======== Dataset extract ========
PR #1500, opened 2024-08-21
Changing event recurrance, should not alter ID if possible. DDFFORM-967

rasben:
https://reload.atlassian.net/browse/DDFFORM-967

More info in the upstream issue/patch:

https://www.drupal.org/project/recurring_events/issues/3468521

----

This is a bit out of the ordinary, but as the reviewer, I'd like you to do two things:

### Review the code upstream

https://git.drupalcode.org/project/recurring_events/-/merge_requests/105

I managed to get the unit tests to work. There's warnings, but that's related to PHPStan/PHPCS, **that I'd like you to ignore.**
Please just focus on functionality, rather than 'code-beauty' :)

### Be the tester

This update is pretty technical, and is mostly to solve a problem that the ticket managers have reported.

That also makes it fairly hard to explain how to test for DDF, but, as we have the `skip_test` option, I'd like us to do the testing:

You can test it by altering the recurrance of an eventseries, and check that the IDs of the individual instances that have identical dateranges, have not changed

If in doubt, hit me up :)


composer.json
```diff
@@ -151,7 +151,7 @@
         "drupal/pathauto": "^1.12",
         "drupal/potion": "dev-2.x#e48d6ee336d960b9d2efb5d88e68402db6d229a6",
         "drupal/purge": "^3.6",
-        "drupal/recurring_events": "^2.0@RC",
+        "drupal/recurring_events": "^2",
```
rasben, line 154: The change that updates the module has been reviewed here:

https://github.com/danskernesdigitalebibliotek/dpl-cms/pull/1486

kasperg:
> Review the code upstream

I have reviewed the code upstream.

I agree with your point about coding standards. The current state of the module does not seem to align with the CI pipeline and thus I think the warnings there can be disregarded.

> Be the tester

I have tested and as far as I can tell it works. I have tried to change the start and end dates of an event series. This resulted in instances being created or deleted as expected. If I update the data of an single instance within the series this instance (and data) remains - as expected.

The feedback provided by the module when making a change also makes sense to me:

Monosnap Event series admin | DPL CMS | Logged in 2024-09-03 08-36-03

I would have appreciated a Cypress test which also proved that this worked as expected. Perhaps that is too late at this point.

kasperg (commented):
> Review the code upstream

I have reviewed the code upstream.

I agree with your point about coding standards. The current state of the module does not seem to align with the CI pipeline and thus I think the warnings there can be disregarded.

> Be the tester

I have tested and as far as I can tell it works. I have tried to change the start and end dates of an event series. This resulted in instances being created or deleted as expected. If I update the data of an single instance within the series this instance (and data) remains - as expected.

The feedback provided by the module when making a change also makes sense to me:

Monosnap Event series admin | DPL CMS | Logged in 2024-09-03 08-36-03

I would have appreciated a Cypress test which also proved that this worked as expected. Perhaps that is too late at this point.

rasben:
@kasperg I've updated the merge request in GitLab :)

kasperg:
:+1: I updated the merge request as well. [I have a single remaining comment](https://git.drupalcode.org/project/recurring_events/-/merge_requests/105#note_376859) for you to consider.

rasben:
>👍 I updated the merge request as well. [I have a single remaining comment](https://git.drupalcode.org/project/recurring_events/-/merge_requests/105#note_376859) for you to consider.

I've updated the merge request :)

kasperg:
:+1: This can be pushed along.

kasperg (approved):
========
### What to work on
What lines of the listing contain the word "https"? Copy them all.

### Written reply
https://reload.atlassian.net/browse/DDFFORM-967
https://www.drupal.org/project/recurring_events/issues/3468521
https://git.drupalcode.org/project/recurring_events/-/merge_requests/105
https://github.com/danskernesdigitalebibliotek/dpl-cms/pull/1486
:+1: I updated the merge request as well. [I have a single remaining comment](https://git.drupalcode.org/project/recurring_events/-/merge_requests/105#note_376859) for you to consider.
>👍 I updated the merge request as well. [I have a single remaining comment](https://git.drupalcode.org/project/recurring_events/-/merge_requests/105#note_376859) for you to consider.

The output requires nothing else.